TASK DIRECTIONS: Write out the material in full, matching each line exactly.

==*==

PR #1299, opened 2016-04-18
Nitrous.io "Quickstart" Support

5car1z:
Hi Brunch!

Recently [Nitrous.io]( https://www.nitrous.io) have added a new feature to their platform named “Quickstarts”. This feature lets users create pre-configured development environments on the service at the click of a button. Nitrous are trying to set up these Quickstarts for users by requesting that projects like yourself host the Quickstart trigger buttons on your GitHub readme.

==*==

RESPONSE AREA:
PR #1299, opened 2016-04-18
Nitrous.io "Quickstart" Support

5car1z:
Hi Brunch!

Recently [Nitrous.io]( https://www.nitrous.io) have added a new feature to their platform named “Quickstarts”. This feature lets users create pre-configured development environments on the service at the click of a button. Nitrous are trying to set up these Quickstarts for users by requesting that projects like yourself host the Quickstart trigger buttons on your GitHub readme.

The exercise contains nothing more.